● EXTRACTED INFORMATION:

Issue #116, opened 2019-03-21
Create automated backup


Kukks:
Leverage https://github.com/blacklabelops/volumerize

JeffVandrewJr:
This is super cool. Dropbox and Google Drive built in.

astupidmoose:
Yes! Backups are a must. 

I don't think it's important to backup the nodes as they can be resyned, but postgres at a minimum should be automatically backed up.

JeffVandrewJr:
Hey guys,

I've been messing around with various ideas for backups and have some thoughts.

The volumerize tool is cool, but since our users have a variety of different volumes depending on their setup (different lightning instances, plugins, etc). This would require a lot of changes to the `docker-compose-generator` to get right,. Volumizer also starts and stops containers, which is an issue with the `docker-compose` restart policies. [The volumizer docs mention explicitly that this will create conflicts.]

I think it's actually easier to do this with good old fashioned shell scripting. I spent this afternoon coding a very simple backup solution that has two pieces:

1. One new shell script in the `btcpay-docker` directory, called `backup.sh`. This script runs `btcpay-down.sh`, then creates a tarball of `/var/lib/docker` (excluding the bitcoind data dir since it's so huge). Then runs `btcpay-up.sh`. After `btcpay-up.sh`, it hands off the tarball to one of the cloud storage clients

2. A new subdirectory in `btcpay-docker` called `btcpay-backup` would contain clients for Dropbox, Google Drive, Amazon S3, etc. Right now for my testing I have already written the Dropbox client and it works smoothly. All it needs is a Dropbox access token which the user obtains from the Dropbox website. The client reads the access token from an environmental variable. 

The idea would be to have `backup.sh` run via a cron job in the middle of the night. On my testing node, the total downtime required was about 3 minutes. On a "real" instance with lots of transactions, this could of course be higher.

Obviously the tarball would need to be encrypted before sending "real" data to the cloud. I'm open for suggestions on encryption methods that balance security with ease to the user. If `gpg` is used, we somehow need to get the user to either keep his key safe or use the `-c` flag to encrypt via user-selected password (easier for the user, but they'll choose dumb passwords).

I don't have this stuff up on GitHub yet and I'm heading out to dinner now. If the consensus is that this is a decent approach, I'll refine it and make a PR for you all to review. 

[...]

PR #117, opened 2019-03-25
Add Automated Backup

JeffVandrewJr:
My description didn't carry, I'll add it below in a sec.

EDIT: See description and caveats below ⬇️


JeffVandrewJr:
This is a response to #116 @Kukks @NicolasDorier.

Adds the following:

`backup.sh`: Stops all containers cleanly, creates a tarball of `var/lib/docker` excluding the bitcoin blockchain, then hands off the tarball to one of many potential cloud uploader scripts.

`dropbox-script`: This is a cloud upload script for Dropbox that I threw together. The subdirectories are just all of the script dependencies; they are minimal but I included them directly in the repo so that they'll automatically come along when a user runs `btcpay-update.sh`.

Right now Dropbox is the only uploader script that's actually written, but `backup.sh` is written such that many others could follow.

The following environmental variables are expected to be set:

`BACKUP_PROVIDER`: Right now the only one that works is Dropbox.
`DROPBOX_TOKEN`: The Oauth token for Dropbox. The token can easily be obtained at developers.dropbox.com, Create App, give it access only to the special app folder, and then click the button on the dashboard to "generate token."

I presume ultimately you guys will set those env variables through the web interface, or you may bag my Dropbox client altogether for something else you're building.

Kukks:
whoa, that is a lot of new files

JeffVandrewJr:
@Kukks Those 100 files are the Dropbox SDK library and its dependencies. I included them whole since `btcpay-update` uses git on this repo to pull all the files it needs.

Without those, this is just two files: `backup.sh` and `dropbox-script`. But then you'd have to install the rest of the Dropbox dependencies through `pip`. Or I could compile them all together as a static binary.

If you're not using my Dropbox script than it wouldn't matter at all and you'd just need `backup.sh`.

NicolasDorier:
image
omfg.

NicolasDorier:
> Without those, this is just two files: backup.sh and dropbox-script. But then you'd have to install the rest of the Dropbox dependencies through pip

No, just need to use a python docker image.

NicolasDorier:
I like this.
Though the best would be that it was encapsulated inside a docker image.

The host would just need to run the docker image and bind the volumes folders.

NicolasDorier:
@JeffVandrewJr Can you dockerify it and put it to https://github.com/btcpayserver/dockerfile-deps ?

Don't need to do the ARM part if you don't have the time, I can do it once you have the amd64 working.

JeffVandrewJr:
@NicolasDorier Sure, I can do that.

In my head I didn't run it in Docker to begin with  because I was thinking Docker would be shut down for the backup, but I was being stupid because obviously I'm bringing Docker back up before the upload starts anyway.

NicolasDorier:
@JeffVandrewJr I am not even sure that it is worth it to shut down docker containers.

JeffVandrewJr:
@NicolasDorier 

Dockerizing was easy so I made the changes before bed. See the changes on this PR and also https://github.com/btcpayserver/dockerfile-deps/pull/4

My script stops the containers briefly because I think there is value in taking a static backup of the lightning folders. I believe I've had conversations with @PierreRochard about his Node Launcher where he takes backups of lightning folders upon shutdown for this reason. [Pierre if you see this and I misremember, correct me!]

Lightning aside, it seems like there would be less chance of getting a backup of corrupt data by stopping everything for a few minutes. But if I'm off base, we can just remove that line from `backup.sh` and we'd be good to go with no stoppage.

Changes made to file locations:
- I removed my Dropbox client from the btcpayserver-docker/repo
- I moved my Dropbox client to the dockerfile-deps repo

Changes made to `backup.sh`:
- The script now checks to see if a Docker volume exists for the Dropbox client. If it doesn't, it uses `docker volume create` to make one. 
- After that, it sends the tarball directly into the Docker volume
- It then launches the Dropbox container
- Post-upload, the Dropbox container shuts itself down gracefully

NicolasDorier:
https://github.com/btcpayserver/dockerfile-deps/pull/4


image

NicolasDorier:
@JeffVandrewJr I think the image for dropbox is perfect. However, you should allow the user to put his own file name in case he wants to keep multiple backups.

NicolasDorier:
Ideally here what we should have:

```bash
STORAGE_PROVIDER=dropbox DROPBOX_TOKEN=abc backup.sh januarybackup.tar.gz
```

`backup.sh` would:

* Create the `januarybackup.tar.gz` archive
* Mount `januarybackup.tar.gz` to `btcpay-dropbox` and run (note you do not need to explicitely pass the environment variables if your btcpay-dropbox image declare the variable with `ENV DROPBOX_TOKEN`)
* Delete `januarybackup.tar.gz` if succeed.

JeffVandrewJr:
@NicolasDorier I have implemented all of your suggestions and updated `backup.sh` accordingly to allow for custom filenames.

The only exception is that I did continue to pass the `DROPBOX_TOKEN` from the `docker run` command rather than through the Dockerfile. If I set `ENV DROPBOX_TOKEN=$DROPBOX_TOKEN` in the Dockerfile, it sets it from the CircleCI build environment.

astupidmoose:
Thinking of having this as an automated cron, Would it make more sense to change the filename="backup.tar.gz" to perhaps filename="backup_$(date "+%b-%d-%Y-%H-%M-%S").tar.gz" or something similar? This would ensure duplicate files are not overwritten, unless thats the goal?

JeffVandrewJr:
@astupidmoose 

The filename is only `backup.tar.gz` if you don't pass the script an argument. You could pass what you've got there as an argument when you write your crontab if you want something like that. 

At least with the Dropbox client, you'd probably want the files to be constantly overwritten because Dropbox automatically stores prior versions and allows you to restore them. The prior versions don't count against your storage alottment if you do it that way.

astupidmoose:
Yea, your right that probably makes more sense :)

JeffVandrewJr:
Changed the backup to the `/var/lib/docker/volumes` level rather than `/var/lib/docker`. Thanks to @astupidmoose for suggesting.

Kukks:
This is cool, once this is merged,  I will add a new provider to the bash script "BTCPAY", which will copy the backup file to a drop folder in the btcpay docker volume which in turn will trigger a file upload to any of the configured cloud providers. :D

NicolasDorier:
Will review and test it later today. It is super cool.

@JeffVandrewJr I think the Restore part should be handled by the same image though. (we can do later though, it should not be that complicated)

NicolasDorier:
Merging this, I need to properly document it though. @pavlenex might interest you.

JeffVandrewJr:
@NicolasDorier The backup tarballs this produces are uploaded unencrypted right now, as I wasn't sure how we wanted to handle the encryption step.

NicolasDorier:
unsure if it should be encrypted. This would be another piece of data (key, pass) that need to be saved and can be leaked and lost by the user.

● WHAT TO DO:
In the records above, find the line with "I don't think"; write out exactly that line and each one after it, stopping after the line with "The volumerize tool".

● SOLUTION BELOW:
I don't think it's important to backup the nodes as they can be resyned, but postgres at a minimum should be automatically backed up.

JeffVandrewJr:
Hey guys,

I've been messing around with various ideas for backups and have some thoughts.

The volumerize tool is cool, but since our users have a variety of different volumes depending on their setup (different lightning instances, plugins, etc). This would require a lot of changes to the `docker-compose-generator` to get right,. Volumizer also starts and stops containers, which is an issue with the `docker-compose` restart policies. [The volumizer docs mention explicitly that this will create conflicts.]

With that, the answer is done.